我在凡間遊曆的十多年裏,去了很多地方,模樣卻一直是在天界時的那張臉。不是懶得施法,而是怕變了容貌,某人會認不出我來。
其實這隻不過是我的一廂情願的想法罷了,他為了把離朱的靈力耗盡,把元始天尊的靈識替換出來,硬生生的受了離朱兩掌,用蔚池的話說便是:徹徹底底的魂飛魄散,連指甲縫那麼小的渣子都不剩了。
但我一直不願相信,總以為他的魂魄也如我或者翊聖一般散落在了凡間的某一處。我想若是能找到他,即便他不認得我,隻要能遠遠的瞧上他一眼,看到他在凡間過得安好,我便覺得心滿意足了。
揚州是我每年春暖都會來一次的地方,因為當初下凡尋西宸的魂魄就在此地,後又遇到了錦夜和翊聖,所以總讓我覺得此處還可能帶給我一個驚喜。
但我等了十五年,莫說錦夜的轉世,就連與錦夜有三四分相似的人,我都不曾見到過。倒是泉逸下來一回,替蔚池送他和六音大喜的喜帖。泉逸來時也沒和我說幾句話,看他的形容約莫還以為我在怨他那日攔住我,不讓我接近結界球的事。我的一顆心不是冰疙瘩,我的眼睛也不曾渾濁,我豈能不知道泉逸隻是想護我一個周全。若不是他的修為不夠,我毫無懷疑,他寧願自己去受離朱那兩掌,也不願見我為失去錦夜而傷痛。

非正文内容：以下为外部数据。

PR #208, opened 2015-01-20
created openstack heat module for ansible

RCFans:
Hi guys!

I've created an openstack heat module for ansible, please kindly review and accept, thanks!

Cheers,

Jiaxing

### DIFF
--- a/cloud/openstack/head.py
+++ b/cloud/openstack/head.py
@@ -1,0 +1,239 @@
+#!/usr/bin/python
+# This file is part of Ansible
+#
+# Ansible is free software: you can redistribute it and/or modify
+# it under the terms of the GNU General Public License as published by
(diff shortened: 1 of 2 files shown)


emonty:
Hi! Thanks for the module! We've been working on refactoing most of the OpenStack modules - so I'd like to get this refactored to match before be land it. I'll take a stab at doing that and put up a response.

emonty:
Ok. I've cherry-picked this on to #92 and updated it to use the common openstack stuff and the shade library. I've also taken the code that does the logic around how to interact with heat and put it in to the shade library in upstream OpenStack here: https://review.openstack.org/#/c/151900/ I changed a couple of the parameters for consistency - so you probably want to try it out and see if it still does what you need and/or give feedback if I've destroyed the world.

PR #214, opened 2015-01-21
Add EUC-JP locale name normalization

zinrai:
The function normalizes checks for UTF-8, but the same issue exists for
other locales as well.  This fix adds normalization for EUC-JP, a Japanese
locale.


bcoca:
can we look at a more general fix vs adding each particular case? otherwise i can see a very long replace chain.

zinrai:
Here is a version that puts the normalization rules in a dict, making is more general.  What do you think?

bcoca:
probably the best we can do as I cannot find a rule that would work for all or even most cases

PR #486, opened 2015-05-13
Adding module to manage Ruby Gem dependencies via Bundler

thoiberg:
Fairly simple module that wraps around the Bundler gem to make managing Ruby dependencies during deployment easier.


packaging/language/bundler.py
```diff
@@ -0,0 +1,123 @@
...
+module: bundler
+short_description: Manage Ruby Gem dependencies with Bundler
+description:
+  - Manage installation and Gem version dependencies for Ruby using the Bundler gem
+version_added: "2.0.0"
+options:
+  executable:
+    description:
+      - The path to the bundler executable
+    required: false
```
bcoca, line 33: default? required: false fields should state a default (even if its just null)

packaging/language/bundler.py
```diff
@@ -0,0 +1,123 @@
...
+  state:
+    description:
+      - The desired state of the Gem bundle. C(latest) updates gems to the most recent, acceptable version
+    required: false
+    choices: [present, latest]
+    default: present
+  chdir:
+    description:
+      - The directory to execute the bundler commands from. This directoy needs to contain a valid Gemfile or .bundle/ directory
+    required: false
```
bcoca, line 44: deafult: temporary working directory

packaging/language/bundler.py
```diff
@@ -0,0 +1,123 @@
...
+  exclude_groups:
+    description:
+      - A list of Gemfile groups to exclude during operations. This only applies when state is C(present). Bundler considers this a 'remembered' 
+      property for the Gemfile and will automatically exclude groups in future operations even if C(exclude_groups) is not set
+    required: False
+  extra_args:
```
bcoca, line 52: Keep this, but we prefer to have the actual options as parameters in the module that translate into the args to the tool

thoiberg:
@bcoca Bundler is annoyingly inconsistent in the arguments it allows on its commands so I added extra_args to avoid filling the module with arguments that may or may not have an effect base on the `state` variable. Not sure what the Ansible stance on situations like this is, but I'm happy to convert as many Bundle arguments to module arguments and just leave `extra_args` for future proofing if that's preferable.

bcoca:
I have mixed feelings on this, i understand how annoying bundler can be, but would also like to make ansible users have a better experience. I'm leaving it up to you as it is quite a bit of work.

thoiberg:
I agree with providing a better user experience, and by adding in additional modules it will at least provide more documentation in a single location. I'll close the PR and add in some of the (in my experience) more commonly used arguments to the module and leave the `extra_args` for any additional args, and then open a new PR in a couple of days. 

Thanks for your time.

PR #494, opened 2015-05-14
Set windows environment variables

jhawkesworth:
A module for setting environment variables on windows hosts.


gregdek:
Adding "owner_pr" flag because @jhawkesworth already owns modules in Extras.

但我很平靜的接受了錦夜已經離逝的事實,隻因他最後讓泉逸轉達的那句:“等著我。”可是我耐性不好,在天界呆了幾日便按捺不住,一個人下凡來尋他了。
元始天尊覺醒後,天界的善後全由他在主持,蔚池和泉逸在一旁協助。天罹和翊聖一起跳了一回誅仙台,此刻也不知是散落在了下界的某處還是真正的魂飛魄散了。妖界由鬼束和猊珂主持著大局,除了兵卒不服以外,絕大多數都認可這位新的妖王。
因此次兩界傷亡都很慘重,再加上錦夜臨行前有過交代,所以這萬兒八千年裏,隻要鬼束還在妖界,他就不會興兵和天界開戰。天妖兩界也算進入了和平的養兵階段。
西宸私自入天宮,被罰了一年的俸祿,還革了一個月的職。我原本覺得愧疚,想到鬼帝麵前替他求個情,但西宸說一個月不用被一疊疊的折子本子勞神傷腦,難得偷來閑空,何必去再去找那煩惱。於是我這一趟,也就省了。
凡間十五年,在天界不過十五日。可我在下界日日見月升日落,心中也沉了幾分滄桑之感,越發的覺得飄零。這回蔚池與六音的大喜,我也正好回去和他們敘一敘,喝上兩杯。
天宮的一眾神仙被天河的三千弱水衝得所剩無幾,蔚池這次的喜宴宴請的仙友也不多。不過他向來不拘泥於禮節俗套,不但把西宸請了來,還給現在身為妖界之王的鬼束也下了請帖。隻是鬼束忙著整理妖界各種繁雜的事務,實在抽不開身,隻派人送來了賀禮捎了一句話。
我現在身家除了一隻見色忘義的狼獅獸和一隻純血種的避水獸,再無其他,要說賀禮,我還真拿不出一件像樣的東西。隻好厚著一張老臉去泉逸那裏打打秋風,
泉逸像是早就知道我要來,早早的就替我把賀禮備好,裝點得妥妥帖帖。我若是不親自上門,瞧他的形容,大約是要差人幫我送到青要山的府邸去了。
我和泉逸一路說著話,慢慢悠悠的趕著去茅山,半道上正好遇上了西宸,於是三人就結伴同行。